Paul Molyneaux (c.1856–1891) was an African-American actor, who performed as a Shakespearean actor in Victorian England.

==Life==
Molyneux was the son of Aaron Molyneaux Hewlett, a physical education instructor at Harvard University, and Virginia Josephine Lewis. His sister Virginia Hewlett married Frederick Douglass Jr., and his brother Emanuel D. Molyneaux Hewlett was the first black graduate of the Boston University School of Law.

Until his father's death in 1871, Molyneaux helped him as a boxing coach. He then started training as an actor under the retired actor Wyzeman Marshall. Later in the 1870s Molyneaux toured America with Georgia Gordon Taylor's Jubilee Singers.

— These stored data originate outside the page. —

PR #6541, opened 2020-04-28
#6540 reverse credit memos that are not based on an invoice

metas-rc:
https://github.com/metasfresh/metasfresh/issues/6540


de.metas.swat/de.metas.swat.base/src/test/java/de/metas/invoicecandidate/api/impl/InvoiceCandBLHandlCompleteAndReversalTest.java
```diff
@@ -313,6 +322,79 @@ private void doTestCreditMemoReinvoicableAndReversal(final boolean reverseInvoic
 		assertThat(invoiceCandBL.sumupQtyInvoicedAndNetAmtInvoiced(ic).get().getLeft().getStockQty().toBigDecimal(), comparesEqualTo(expectedQtyInvoicedSumAfterReversal));
 	}
 
+	private void doTestCreditMemoReversal( final BigDecimal reversalIlaExpectedQtyInvoiced)
```
metas-ts, line 325: pls add a javadoc with a brief description of what the new test does. not required before integrating, but it would be good to add it soon

Issue #10832, opened 2021-03-17
Possibel "Duplicate Key Error" when loading records with data entry tabs


metas-ts:
### Is this a bug or feature request?
B

PR #10833, opened 2021-03-17
Avoid assumption on whether data-entry data exists

metas-ts:
https://github.com/metasfresh/metasfresh/issues/10832


metas-ts (commented):
lgtm - going to integrate after successful build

In 1880 he recruited a supporting company to play Othello to a mixed Boston audience.By 1881 he had come to Britain, where he made his acting debut playing Othello and Richard III in North London.Though the New York Globe reported favourable reviews, Molyneaux complained of the prejudice he faced in a pamphlet he sent back to America, The Curse of Prejudice; or, a Struggle for Fame. His self-financed productions proving unviable, he rejoined the Jubilee Singers, who were by now touring the United Kingdom. He became their speaker, lecturing on the condition of black people in America. Unemployed in 1886, he secured three years work touring Scotland with a production of Uncle Tom's Cabin.

Around 1889 he returned to America, where he lived with his lawyer brother in Washington DC, and died there "from brain trouble" in 1891.